AT: Yeah. It’s a lot to deal with and it’s part and parcel of the industry. But you don’t imagine when you finally made it and you’re living the dream to just see it robbed like that so quickly. And that year was incredibly challenging and I ended up losing my job.

CL: Okay.

AT: And-

CL: Do you know, it is really funny that your story has taken this turn because I really thought you were going to tell me that from the Royal New Zealand Ballet, you would cherry picked into the Australian Ballet.

AT: Oh, no. The glamor! Oh, park that somewhere else. No, no. There was nothing glamorous about this.

CL: Oh, gosh. So you returned with a broken foot?

AT: Yeah, yeah.

CL: And no job?

AT: Yeah. So I rehabbed over there and came back. I figured it’s really hard for dancers to get a job post-injury. Usually what’s great is if the company are able to get you back up on your feet and you continue performing because-

CL: And build that confidence back up?

AT: Yes.

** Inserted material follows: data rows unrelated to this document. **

PR #2381, opened 2022-06-26
Move tests out of package and into top-level directory

jdufresne:
This follows the "Tests outside application code" pattern documented in
the pytest guides. See:
https://docs.pytest.org/en/7.1.x/explanation/goodpractices.html#tests-outside-application-code

> This has the following benefits:
>
> - Your tests can run against an installed version after executing pip
> install ..
>
> - Your tests can run against the local copy with an editable install
> after executing pip install --editable ..
>
> - If you don’t use an editable install and are relying on the fact
> that Python by default puts the current directory in sys.path to
> import your package, you can execute python -m pytest to execute the
> tests against the local copy directly, without using pip.

This keeps tests separate from actual library code. End users don't need
the tests mixed in with the installed packages. Instead, tests are only
interesting to library developers and packagers. The tests remain
available, just moved.


DimitriPapadopoulos:
Moving to `pyproject.toml` and changes in tests require resolving conflicts, probably complex ones.

Also, it looks like this change did not convince: it's one set of conventions against another. Why change and not stick with the initial conventions?

PR #3572, opened 2024-10-23
Add correction for seens->seems, seen, scenes,

cfi-gb:
See e.g. https://grep.app/search?q=seens%20to&words=true

### DIFF
--- a/codespell_lib/data/dictionary.txt
+++ b/codespell_lib/data/dictionary.txt
@@ -52328,6 +52328,7 @@ seemd->seemed
 seemes->seems
 seemless->seamless
 seemlessly->seamlessly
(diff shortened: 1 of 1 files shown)


luzpaz:
Could also be `scenes`

cfi-gb:
> Could also be `scenes`

Mhhh, not fully sure because you would need to do two typos here:

s**c**en**e**s -> seens

means you would need to have mixed up `c` with `e` at the beginning and dropped an `e` at the end or do i miss something?

cfi-gb:
Makes sense and thanks a lot for clarification, updated / adjusted the PR accordingly.

luzpaz (approved):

But also people don’t like to employ dancers post-injury if they have no security and can’t prove that they’re going to be okay and not a liability.

CL: Yeah. Because the injury might come back in six weeks, 12 weeks, and then they’re what? Essentially paying to rehab a dancer?

AT: Yeah.

CL: Okay. So what did you do?

AT: I spent my savings and I did a two months cattle call audition tour in Europe. I just packed my bags and I stayed at all the hostels and just plotted where I would go. And I did 15 to 20 cattle call auditions in Europe.

CL: Oh, okay. And how did that go?

AT: Yeah. I came back with no work. It was great fun. It was not good for my bank account and it certainly wasn’t good for my confidence. Let’s just say that.

CL: Was it a good life experience?

AT: I look at it now and a lot of resilience was cultivated during that time. And it was unbelievable. And I was sharing this story the other night, actually, with some friends, and you’d have your little map and it’d be snowing and couldn’t roll your suitcase because it’d throw down the stones in the snow and you’d be carrying this suitcase around trying to find a street and you didn’t have your phone because there were no phones. And without Google Maps, you just did the thing. You did the thing and it didn’t seem as absurd as it does now. That’s what you did.

CL: How about that?

AT: But I look at it now and I go, hm. Yet, a lot if resilience and tenacity was cultivated in that time because, I mean—

CL: So did you not secure one job?

AT: No. No.

AT: I vividly remember this audition. I’d traveled from one part of Germany to the next on an overnight train. And I arrived at this audition and, at that point, you either sent in your DVD or VHS or whatever it was back then and sent an email and you’d send your height and whatnot. And I remember turning up and there were hundreds of people, people who had registered and people who hadn’t.

And I was in class number seven or eight, and I had a number and there was a girl in front of me, and we all poured into the studio and we put our bags down and someone walked around and put their hand on her shoulder and said, “Thank you. You won’t be required here anymore.” She was, “But I haven’t even done anything. I haven’t even danced.” And they said, “You’re just not the right type.” She was either too tall or something. She was, “I’ve just come from Spain. I came from Spain overnight.” And I just wanted to cry my little eyes out for her.

CL: Just the brutality of it.

AT: Oh, it was so savage. And I remember making it through to grand allegro, and I was a nervous little wreck because I was waiting for someone to come and tap me on the shoulder. And the pressure. And it was obscene, really.

CL: So how did you even find the auditions? I mean, there was no Insta, no Facebook.

AT: No. There used to be a website and I just combed through and bought a round the world ticket.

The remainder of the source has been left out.